[Data records]
####

PR #10993, opened 2019-07-20
Add the `docBaseUrl` API parameter to `AppOptions` in the viewer

Snuffleupagus:
This unfortunately required a bit of special handling, to correctly deal with the various extension builds.


timvandermeij (approved):

timvandermeij:
Looks good to me!

PR #10995, opened 2019-07-21
Remove an unnecessary `PDFDocumentProperties.setFileSize` call, relevant for the Firefox built-in viewer, and use the "normal" code-path in `PDFViewerApplication.open` instead

Snuffleupagus:
Since calling `getDocument` with a `PDFDataRangeTransport` argument will always unconditionally override a manually provided `length` argument, see https://github.com/mozilla/pdf.js/blob/a1a667809f286b761644bf34a4fb21dd524da8c8/src/display/api.js#L390-L394, this patch should thus be safe.

### DIFF
--- a/web/app.js
+++ b/web/app.js
@@ -512,11 +512,7 @@ let PDFViewerApplication = {
     }
     this.externalServices.initPassiveLoading({
       onOpenWithTransport(url, length, transport) {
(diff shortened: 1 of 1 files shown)


timvandermeij (approved):

timvandermeij:
Looks a bit easier; thanks!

####

[Your goal]
Copy the listing above out again in its entirety, exactly as written.

[Response to this task]
PR #10993, opened 2019-07-20
Add the `docBaseUrl` API parameter to `AppOptions` in the viewer

Snuffleupagus:
This unfortunately required a bit of special handling, to correctly deal with the various extension builds.


timvandermeij (approved):

timvandermeij:
Looks good to me!

PR #10995, opened 2019-07-21
Remove an unnecessary `PDFDocumentProperties.setFileSize` call, relevant for the Firefox built-in viewer, and use the "normal" code-path in `PDFViewerApplication.open` instead

Snuffleupagus:
Since calling `getDocument` with a `PDFDataRangeTransport` argument will always unconditionally override a manually provided `length` argument, see https://github.com/mozilla/pdf.js/blob/a1a667809f286b761644bf34a4fb21dd524da8c8/src/display/api.js#L390-L394, this patch should thus be safe.

### DIFF
--- a/web/app.js
+++ b/web/app.js
@@ -512,11 +512,7 @@ let PDFViewerApplication = {
     }
     this.externalServices.initPassiveLoading({
       onOpenWithTransport(url, length, transport) {
(diff shortened: 1 of 1 files shown)


timvandermeij (approved):

timvandermeij:
Looks a bit easier; thanks!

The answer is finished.